Numbers like this can make the reality comforting; I actually went for an entire year (2008) without a single acceptance (although several pieces appeared in 2008, having been accepted the year before), and had a string of three acceptances within a six week period this year. In fact, it actually may take more than a year for a story to be picked up. Some remain orphans.  

This doesn't account for those stories that were accepted multiple times; I admit this has happened more times than it should have, which either indicates I'm submitting too many or I'm not waiting long enough to find out if the story is going to be placed where I want it.

My point is that if you are writing and submitting your work, patience and persistence are key. I'll always stand on these factors: make it perfect, send it out, and don't wait or worry if it isn't picked up immediately.
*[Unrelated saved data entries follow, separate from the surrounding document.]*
PR #1959, opened 2026-02-04
bugfix: use-this-model of PaddleOCR-VL models

TingquanGao:
I didn’t realize that the model ID includes the organization name. PTAL ~

### DIFF
--- a/packages/tasks/src/model-libraries-snippets.ts
+++ b/packages/tasks/src/model-libraries-snippets.ts
@@ -1159,8 +1159,8 @@ for res in output:
 	}
 
 	if (model.tags.includes("document-parse")) {
-		const rawVersion = model.id.replace("PaddleOCR-VL-", "v");
-		const version = rawVersion === "PaddleOCR-VL" ? "v1" : rawVersion;
+		const rawVersion = model.id.replace("PaddlePaddle/PaddleOCR-VL-", "v");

If you are diligent and your writing is strong, the story should (I'd rather say, will) find a home. 

Wednesday, May 13, 2009

Wood Says So

After reading James Wood's "How Fiction Works" months ago I started accumulating ideas and was attempting to articulate them when I came across this article in The Nation which convinces me I am on to something and should eventually post my thoughts on Wood and realism. Until then I quote directly from this well written deconstruction of James Wood's problem (well, one of them, anyway) by William Deresiewicz:

"Wood's critical authority has become so daunting, it seems, that even he is afraid to challenge it. His argumentative method rests far too heavily on hand-waving, and while he is superb at turning a phrase, the fact that something sounds good doesn't guarantee that it makes any sense. Wood never stops to ask himself what his favorite formulas actually mean: characters who feel "real to themselves," who "forget" they're in a novel and so forth. These are obviously only metaphors, but metaphors for what? What, for that matter, does "lifeness" mean? And to what extent is Wood willing to take responsibility for his assertion, near the end of How Fiction Works, his new treatise on novelistic technique, that we should "replace the always problematic word 'realism' with the much more problematic word 'truth'"? Is something true (or beautiful, or good) just because James Wood says so?"

Tuesday, May 12, 2009

They Don't Sell

The chair analogy, sort of disparaged (see my previous post, Crafting a Chair) in this review of Wells Tower's "Everything Ravaged, Everything Burned". In contrast to what Deborah Eisenberg is saying, I was considering that the craft of a work of fiction wasn't at the expense of creating "something that has been transcribed from a revelatory vision." Tower, who very well may be related to me (Tower was my father's mother's surname), probably couldn't ask for more superlative reviews, and maybe that's why the New York Times and New York Review have been all over this collection of stories. Cue here what every critic says of short story collections? "They don't sell." That may be true, but I'd happily take the kudos Mr. Tower is getting (it helps to have McSweeneys and The New Yorker behind you). I may just plunk down my $24 plus 9.5 percent tax (CA) just to disprove them (but then again, I'm part of that five percent or whatever it is consumer group). And I think, the best story writers do with characters what Eisenberg lauds about this one: "[They] aren't copies of anything, they conform to no formulae, the world they live in is the one we live in, and we encounter them, thanks to the author's skill and conviction, as only one particular writer could offer them up." 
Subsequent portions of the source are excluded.